The Oibora-Asakura Sue Ware Kiln Site (老洞・朝倉須恵器窯跡, Oibora-Asakura sueki kama ato) is an archaeological site containing a group of Nara period kilns located in the Akutami neighborhood of the city of Gifu in the Chūbu region of Japan. The site was designated a National Historic Site of Japan in 1979.

==Overview==
Ancient Mino Province was a major center for the manufacturing of Sue pottery from before the Nara period, and numerous ruins of ancient kilns have been found in the area around the border of the modern cities of Gifu, Toki and Kakamigahara. In the southern foothills of the Kakamigahara Mountains more than 130 Sue pottery kilns from the Nara and Heian periods are distributed. The Oibora-Asakura site is located on the western edge of this area, on the northern and southern slopes of the Suwa Mountains near the Nagara River. In 1967, a Sue pottery engraved with the words "Mino Kuni" was excavated from the remains of the Asakura kiln at the southern foot of the mountain, and more than four kiln sites were later discovered. In 1977, another site containing a Sue pottery fragment stamped with the "Mino Province" mark was discovered from the Oibora kiln site at the northern foot of the mountain, and three kiln ruins were confirmed at this location. Both sites date from the latter half of the 7th century to the early 8th century and our 70,000 pottery shards were found. A ceramic stamp for making the "Mino Province" marking was also found at the Oibora site.

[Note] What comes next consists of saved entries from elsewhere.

PR #3560, opened 2022-02-03
feat(cli): Print arguments if argument parsing fails

### LINKED ISSUE #3554: Print arguments to starship if argument parsing fails

A majority of starship invocations are not made directly by the user, but are instead made by the shell adapter. In the event that the shell adapter screws up, it's not always clear from the error message what went wrong.

c.f. #3553, where having this information would make it much easier to debug what went wrong in the shell adapter.

If Clap reports an error, print the command line `argv` that starship was called with, so that we can see what arguments were used.

This has the potential to be annoying for commands that *are* used interactively (e.g. bug-report) so we could special-case this to e.g. if the command is `prompt` or if it's unknown.

Ideally ideally, this could be done by Clap itself, but we can also just grab os.args() if we need to.

Haven't thought about it much.

CyberGsus:
#### Description

I've changed `main` in `src/main.rs` to call `Cli::try_parse` instead
of `Cli::parse` to manage the error case manually and print the arguments passed
to starship when argv parsing error, just like the issue explains. Other code has not been touched;
thoughts on those changes are in the commit message.

I'm not sure how to test this properly, but I certainly want to discuss:
  - whether all arguments are printed correctly:
    - what does 'correctly' mean?
      - do we need any escaping?
      - do we need any measure of 'easy to read'?
  - exiting with code 2 when having an error (code 2 is what [`clap::Error`](https://docs.rs/clap/latest/clap/struct.Error.html#method.exit) uses)
  - exit 0 on `--help`/`-h`
  - whether to exit with code 2/print arguments if `ErrorKind` is `DisplayHelp*`
    - certainly, exiting with code 2 when help was wanted could be misleading and it currently exits w/ code 0
    - will printing arguments be useful here?

#### Motivation and Context

Closes #3554

image

- [x] I have tested using **Linux**\*

#### Checklist:

\*: As I've commented above, tests are incomplete. Though current tests (`cargo test`) have run OK.
EDIT: Added a screenshot of the error + note preview

### DIFF
--- a/src/main.rs
+++ b/src/main.rs
@@ -108,7 +108,23 @@ fn main() {
     let _ = ansi_term::enable_ansi_support();
     logger::init();
 
-    let args = Cli::parse();
+    let args = match Cli::try_parse() {
+        Ok(args) => args,
+        Err(e) => {
+            // print the error
+            e.print().expect("error while writing error");
+            // print the arguments
+            eprintln!(
+                "\nNOTE:\n    passed arguments: {:?}",
+                // collect into a vec to format args as a slice
+                std::env::args().skip(1).collect::<Vec<_>>()
+            );
+
+            // clap exits with status 2 on error: 
+            //  https://docs.rs/clap/latest/clap/struct.Error.html#method.exit
+            std::process::exit(2);
+        }
+    };
     log::trace!("Parsed arguments: {:#?}", args);
 
     match args.command {
--- a/src/main.rs
+++ b/src/main.rs
@@ -111,16 +111,14 @@ fn main() {
     let args = match Cli::try_parse() {
         Ok(args) => args,
         Err(e) => {
-            let is_info_only = matches!(
-                e.kind,
-                clap::ErrorKind::DisplayHelpOnMissingArgumentOrSubcommand
-                    | clap::ErrorKind::DisplayHelp
-                    | clap::ErrorKind::DisplayVersion
-            );
-            // print the error and avoid panicking in case of stdout/stderr closing unexpectedly
+            // if the error is not printed to stderr, this means it was not really
+            // an error but rather some information is going to be listed, therefore
+            // we won't print the arguments passed
+            let is_info_only = !e.use_stderr();
+            // print the error and void panicking in case of stdout/stderr closing unexpectedly
             let _ = e.print();
             // if there was no mistake by the user and we're only going to display information,
-            // we won't put arguments or exit
+            // we won't put arguments or exit with non-zero code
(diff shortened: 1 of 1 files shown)


CyberGsus:
PS: I've seen that the zsh script might call starship with many arguments, so probably an env var that sets this optionally (e.g `export VAR_NAME=1` before the binary is run again through the prompt shell functions) to avoid filling the screen with the argument list

src/main.rs
```diff
@@ -108,7 +108,36 @@ fn main() {
...
+        Ok(args) => args,
+        Err(e) => {
+            let is_info_only = matches!(
+                e.kind,
+                clap::ErrorKind::DisplayHelpOnMissingArgumentOrSubcommand
+                    | clap::ErrorKind::DisplayHelp
+                    | clap::ErrorKind::DisplayVersion
+            );
+            // print the error
+            e.print().expect("error while writing error");
```
davidkna, line 121: It's better to avoid panicking here (#3280):
Upstream `parse` uses this:
```suggestion
            // avoid panic if stdout/stderr close unexpectedly
            let _ = e.print();
```

src/main.rs
```diff
@@ -108,7 +108,36 @@ fn main() {
...
+            // if there was no mistake by the user and we're only going to display information,
+            // we won't put arguments or exit
+            let exit_code = if is_info_only {
+                0
+            } else {
+                // print the arguments
+                eprintln!(
```
davidkna, line 128: Same thing:
```suggestion
                let mut stderr = io::stderr();
                let _ = writeln!(
                    stderr,
```

src/main.rs
CyberGsus: thank you, will push asap

src/main.rs
```diff
@@ -108,7 +108,40 @@ fn main() {
...
-    let args = Cli::parse();
+    let args = match Cli::try_parse() {
+        Ok(args) => args,
+        Err(e) => {
+            let is_info_only = matches!(
+                e.kind,
+                clap::ErrorKind::DisplayHelpOnMissingArgumentOrSubcommand
+                    | clap::ErrorKind::DisplayHelp
+                    | clap::ErrorKind::DisplayVersion
+            );
```
davidkna, line 119: clap uses this check internally:
```suggestion
            let is_info_only = !e.use_stderr();
```

Should be slightly more reliable. Beyond this LGTM.

davidkna (approved):

andytom:
Thank you for your contribution @CyberGsus and thanks for reviewing @davidkna .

Some of the Sue pottery made at these sites have been discovered at various locations around Japan, including the site of the Heijō Palace in Nara, Ise Shrine in Mie prefecture and the Mino Kokubun-ji ruins.

The Oibora kiln site is about a ten minute walk from the "Higashi-Asakura" bus stop on the Gifu Bus from Meitetsu Gifu Station and the Asakura kiln site is about ten minutes from the "Suwayama housing complex" bus stop on the same route. Some of the excavated items from the Oibora kiln site are designated as Important Cultural Properties, and are at the Gifu City History Museum.